*** Opening DATA SUPPLIED ***

PR #1146, opened 2019-03-07
PDXDDT-679 Java system test for webhooks

manjula-chikkanagappa:
I have added a system test for testing webhook lifecycle. This test creates callback server programmatically and tears down once the tests are done. I had run into some synchronization issues during development. This test now is pretty stable.
I have updated README no how to tun system tests on local setup and Jenkins.

### DIFF
--- a/README.md
+++ b/README.md
@@ -34,3 +34,24 @@ The hub is a long term data store.
 Run ./gradlew build
 
 The above command compiles the code, runs the unit tests and integration tests.~~~~
+
+
+### How to run System tests:
+
+From Local:
+
+1) Setup hub:
+    docker run -p 80:80 flightstats/hub:latest
+   
+2) set base.url property in intergation-hub.properties
+    
+3) Go to root of hub project source and run below command
+   ./gradlew systemTest -i    
+   
+From Jenkins:
+
+1) Goto https://ddt-jenkins.pdx.prod.flightstats.io/job/hub-system-test/ 
+2) Click on "Build With Parameters" 
+3) Add your git branch and start the build.
+
+  
--- a/README.md
+++ b/README.md
@@ -41,7 +41,8 @@ The above command compiles the code, runs the unit tests and integration tests.~
 From Local:
 
 1) Setup hub:
-    docker run -p 80:80 flightstats/hub:latest
+    a) ./localDocker.sh (from root directory)
+    b) docker run -p 80:80 hub:local
    
 2) set base.url property in intergation-hub.properties
     
--- a/build.gradle
+++ b/build.gradle
@@ -1,5 +1,5 @@
 apply plugin: 'java'
-apply plugin: 'idea'
+
 apply plugin: 'application'
 
 if (project.ext.properties.get('isDevBuild') == null) {
@@ -8,6 +8,22 @@ if (project.ext.properties.get('isDevBuild') == null) {
 
 repositories {
     mavenCentral()
+}
+
+sourceSets {
+    systemTest {
+        java {
+            compileClasspath += main.output + test.output
+            runtimeClasspath += main.output + test.output
+            srcDir file('src/systemTest/java')
+        }
+        resources.srcDir file('src/systemTest/resources')
+    }
+}
+
+configurations {
+    systemTestCompile.extendsFrom testCompile
+    systemTestRuntime.extendsFrom testRuntime
 }
 
 sourceCompatibility = JavaVersion.VERSION_1_8
@@ -31,6 +47,12 @@ mainClassName = "com.flightstats.hub.app.SingleHubMain"
 task nasTest(type: Test) {
     exclude 'com/flightstats/hub/dao/aws/**'
     exclude 'com/flightstats/hub/spoke/**'
+}
+
+task systemTest(type: Test, description: 'Runs the system tests.', group: 'Verification') {
+    testClassesDirs = sourceSets.systemTest.output.classesDirs
+    classpath = sourceSets.systemTest.runtimeClasspath
+    mustRunAfter tasks.test
 }
 
 wrapper {
@@ -108,7 +130,7 @@ dependencies {
 
     compile 'com.atlassian.commonmark:commonmark:0.10.0'
 
-    compileOnly 'org.projectlombok:lombok:1.18.6'
+    compile 'org.projectlombok:lombok:1.18.6'
     annotationProcessor 'org.projectlombok:lombok:1.18.6'
 
     testCompileOnly 'org.projectlombok:lombok:1.18.6'
@@ -116,6 +138,21 @@ dependencies {
     testCompile 'com.sparkjava:spark-core:2.7.1'
     testCompile 'junit:junit:4.+'
     testCompile "org.mockito:mockito-all:1.+"
+
+    systemTestAnnotationProcessor 'org.projectlombok:lombok:1.18.6'
+
+    systemTestCompile 'org.eclipse.jetty:jetty-server:9.4.15.v20190215'
+    systemTestCompile 'org.eclipse.jetty:jetty-servlet:9.4.15.v20190215'
+
+    systemTestCompile 'com.squareup.retrofit2:retrofit:2.4.0'
+    systemTestCompile 'com.squareup.retrofit2:converter-gson:2.5.0'
+    systemTestCompile 'com.squareup.retrofit2:converter-scalars:2.5.0'
+
+    systemTestCompile 'org.awaitility:awaitility:3.0.0'
+    systemTestCompile 'org.awaitility:awaitility-proxy:3.1.6'
+
+    systemTestCompile 'org.glassfish.jersey.containers:jersey-container-servlet-core:2.28'
+    systemTestCompile 'org.glassfish.jersey.media:jersey-media-json-jackson:2.28'
 
 }
 
--- a/src/systemTest/java/com/flightstats/hub/callback/CallbackCache.java
+++ b/src/systemTest/java/com/flightstats/hub/callback/CallbackCache.java
@@ -1,0 +1,37 @@
+package com.flightstats.hub.callback;
+
+import com.flightstats.hub.model.WebhookCallbackRequest;
+import lombok.extern.slf4j.Slf4j;
+
+import java.util.ArrayList;
+import java.util.List;
+import java.util.Map;
+import java.util.concurrent.ConcurrentHashMap;
+
+@Slf4j
+public class CallbackCache {
+
+    private final Map<String, List<String>> cacheRequestObject = new ConcurrentHashMap<>();
+
+    public void put(WebhookCallbackRequest webhookCallbackRequest) {
+        String webhookName = webhookCallbackRequest.getName();
+
+        synchronized (this) {
+            if (contains(webhookName)) {
+                get(webhookName).addAll(webhookCallbackRequest.getUris());
+            } else {
+                cacheRequestObject.put(
+                        webhookCallbackRequest.getName(),
+                        new ArrayList<>(webhookCallbackRequest.getUris()));
+            }
+        }
+    }
+
+    public List<String> get(String webhookName) {
+        return cacheRequestObject.get(webhookName);
+    }
+
+    public boolean contains(String webhookName) {
+        return cacheRequestObject.containsKey(webhookName);
+    }
+}
--- a/src/systemTest/java/com/flightstats/hub/callback/CallbackResource.java
+++ b/src/systemTest/java/com/flightstats/hub/callback/CallbackResource.java
@@ -1,0 +1,54 @@
+package com.flightstats.hub.callback;
+
+import com.flightstats.hub.model.WebhookCallbackRequest;
+import lombok.SneakyThrows;
+import lombok.extern.slf4j.Slf4j;
+
+import javax.inject.Inject;
+import javax.ws.rs.Consumes;
+import javax.ws.rs.GET;
+import javax.ws.rs.POST;
+import javax.ws.rs.Path;
+import javax.ws.rs.PathParam;
+import javax.ws.rs.Produces;
+import javax.ws.rs.core.MediaType;
+import javax.ws.rs.core.Response;
+
+@Slf4j
+@Path("/callback")
+public class CallbackResource {
+
+    private CallbackCache callbackCache;
+
+    @Inject
+    public CallbackResource(CallbackCache callbackCache) {
+        this.callbackCache = callbackCache;
+    }
+
+    @POST
+    @Consumes(MediaType.APPLICATION_JSON)
+    @SneakyThrows
+    public Response create(WebhookCallbackRequest webhookCallbackRequest) {
+        log.info("Callback request received {} ", webhookCallbackRequest);
+        this.callbackCache.put(webhookCallbackRequest);
+        return Response.status(Response.Status.OK).build();
+    }
+
+    @GET
+    @Path("/{webhookName}")
+    @Produces(MediaType.TEXT_PLAIN)
+    @SneakyThrows
+    public Response get(@PathParam("webhookName") String webhookName) {
+
+        if (this.callbackCache.contains(webhookName)) {
+            return Response
+                    .ok(this.callbackCache.get(webhookName).toString())
+                    .build();
+        } else {
+            return Response
+                    .status(Response.Status.NOT_FOUND)
+                    .build();
+        }
+    }
+
+}
--- a/src/systemTest/java/com/flightstats/hub/callback/CallbackServer.java
+++ b/src/systemTest/java/com/flightstats/hub/callback/CallbackServer.java
@@ -1,0 +1,50 @@
+package com.flightstats.hub.callback;
+
+import lombok.SneakyThrows;
+import org.eclipse.jetty.server.Server;
+import org.eclipse.jetty.servlet.ServletContextHandler;
+import org.eclipse.jetty.servlet.ServletHolder;
+import org.glassfish.jersey.servlet.ServletContainer;
+
+import java.net.InetAddress;
+
+public class CallbackServer {
+
+    private static final int JETTY_PORT = 8090;
+    private Server jettyServer;
+
+    @SneakyThrows
+    public void start() {
+
+        final ServletContextHandler context = new ServletContextHandler(ServletContextHandler.SESSIONS);
+        context.setContextPath("/");
+
+        final ServletContainer servletContainer = new ServletContainer(new JerseyAppConfig());
+        final ServletHolder servletHolder = new ServletHolder(servletContainer);
+        context.addServlet(servletHolder, "/*");
+        servletHolder.setInitOrder(0);
+        servletHolder.setInitParameter("" +
+                        "jersey.config.server.provider.classnames",
+                JerseyAppConfig.class.getCanonicalName());
+
+        this.jettyServer = new Server(JETTY_PORT);
+        this.jettyServer.setHandler(context);
+        this.jettyServer.start();
+
+    }
+
+    @SneakyThrows
+    public void stop() {
+        this.jettyServer.stop();
+    }
+
+    @SneakyThrows
+    private String getHostAddress() {
+        return InetAddress.getLocalHost().getHostAddress();
+    }
+
+    public String getBaseUrl() {
+        return "http://" + getHostAddress() + ":" + JETTY_PORT;
+    }
+}
+
--- a/src/systemTest/java/com/flightstats/hub/client/CallbackResourceClient.java
+++ b/src/systemTest/java/com/flightstats/hub/client/CallbackResourceClient.java
@@ -1,0 +1,11 @@
+package com.flightstats.hub.client;
+
+import retrofit2.Call;
+import retrofit2.http.GET;
+import retrofit2.http.Path;
+
+public interface CallbackResourceClient {
+
+    @GET("/callback/{webhookName}")
+    Call<String> get(@Path("webhookName") String webhookName);
+}
--- a/src/systemTest/java/com/flightstats/hub/model/Channel.java
+++ b/src/systemTest/java/com/flightstats/hub/model/Channel.java
@@ -1,0 +1,26 @@
+package com.flightstats.hub.model;
+
+import lombok.Builder;
+import org.joda.time.DateTime;
+
+import java.util.Date;
+import java.util.Set;
+
+@Builder
+public class Channel {
+
+    private String name;
+    private String displayName;
+    private boolean keepForever;
+    private String owner;
+    private Date creationDate;
+    private long ttlDays;
+    private long maxItems;
+    private String description;
+    private Set<String> tags;
+    private String replicationSource;
+    private String storage;
+    private boolean protect;
+    private DateTime mutableTime;
+    private boolean allowZeroBytes;
+}
--- a/src/systemTest/java/com/flightstats/hub/model/Webhook.java
+++ b/src/systemTest/java/com/flightstats/hub/model/Webhook.java
@@ -1,0 +1,29 @@
+package com.flightstats.hub.model;
+
+import lombok.Builder;
+import lombok.experimental.Wither;
+
+@Builder
+public class Webhook {
+
+    private final String callbackUrl;
+    private final String channelUrl;
+
+    private final String name;
+    private final String batch;
+    private final boolean heartbeat;
+    private final boolean paused;
+    private final Integer ttlMinutes;
+    private final Integer maxWaitMinutes;
+    private final Integer callbackTimeoutSeconds;
+    private final boolean fastForwardable;
+    private final String tagUrl;
+    private final String managedByTag;
+    private final Integer maxAttempts;
+    private final String errorChannelUrl;
+
+    @Wither
+    private final String startItem;
+    @Wither
+    private final Integer parallelCalls;
+}
--- a/src/systemTest/java/com/flightstats/hub/testcase/WebhookLifecycleTest.java
+++ b/src/systemTest/java/com/flightstats/hub/testcase/WebhookLifecycleTest.java
@@ -1,0 +1,222 @@
+package com.flightstats.hub.testcase;
+
+import com.flightstats.hub.BaseTest;
+import com.flightstats.hub.callback.CallbackServer;
+import com.flightstats.hub.client.CallbackResourceClient;
+import com.flightstats.hub.client.ChannelItemResourceClient;
+import com.flightstats.hub.client.ChannelResourceClient;
+import com.flightstats.hub.client.WebhookResourceClient;
+import com.flightstats.hub.model.Channel;
+import com.flightstats.hub.model.ChannelItem;
+import com.flightstats.hub.model.Webhook;
+import lombok.SneakyThrows;
+import lombok.extern.slf4j.Slf4j;
+import org.junit.After;
+import org.junit.Before;
+import org.junit.Test;
+import retrofit2.Call;
+import retrofit2.Response;
+
+import javax.inject.Inject;
+import java.util.ArrayList;
+import java.util.Arrays;
+import java.util.Collections;
+import java.util.List;
+import java.util.concurrent.TimeUnit;
+
+import static com.flightstats.hub.model.ChannelContentStorageType.SINGLE;
+import static javax.ws.rs.core.Response.Status.CREATED;
+import static javax.ws.rs.core.Response.Status.OK;
+import static org.apache.commons.lang3.StringUtils.isBlank;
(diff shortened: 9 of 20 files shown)


src/systemTest/java/com/flightstats/hub/callback/CacheObject.java
```diff
@@ -0,0 +1,33 @@
...
+
+import java.util.ArrayList;
+import java.util.List;
+import java.util.Map;
+import java.util.concurrent.ConcurrentHashMap;
+
+@Slf4j
+public class CacheObject {
+
+    private static final Map<String, List<String>> cacheRequestObject = new ConcurrentHashMap<>();
```
chriskessel: Just making sure you want a global hashmap? Can an instance of this class be injected as a Singleton so you don't have a global?

src/systemTest/java/com/flightstats/hub/callback/CacheObject.java
```diff
@@ -0,0 +1,33 @@
...
+
+    public void put(RequestObject requestObject) {
+        String webhookName = requestObject.getName();
+
+        synchronized (CacheObject.class) {
```
chriskessel: You've got a ConcurrentHashMap, but then you're using it in a synchronized block which sort of defeats the value of a ConcurrentHashMap.

src/systemTest/java/com/flightstats/hub/callback/CacheObject.java
```diff
@@ -0,0 +1,33 @@
...
+            if (cacheRequestObject.containsKey(webhookName)) {
```
chriskessel: I think this can be replaced with computeIfAbsent() and a concurrent safe list. In which case this entire method boils down to the following. Which is thread safe because both the hashmap and lists are concurrent safe versions.
```
public put(RequestObject requestObject) {
        String webhookName = requestObject.getName();
        cacheRequestObject.computeIfAbsent(webhookName, emptyList -> new CopyOnWriteArrayList()).addAll(requestObject.getUris());
}
```

An example:
```
        ConcurrentHashMap<String,List<String>> m = new ConcurrentHashMap<>();
        m.computeIfAbsent("foo", emptyList -> new CopyOnWriteArrayList<>()).addAll(Arrays.asList("a", "b"));
        m.computeIfAbsent("foo", emptyList -> new CopyOnWriteArrayList<>()).addAll(Arrays.asList("c", "d"));
        System.out.println(m.values());
```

*** Closing DATA SUPPLIED ***

> BRIEF:
Pull out all lines containing the word "DateTime" from the entries above.

> OUTPUT OF THE TASK:
+import org.joda.time.DateTime;
+    private DateTime mutableTime;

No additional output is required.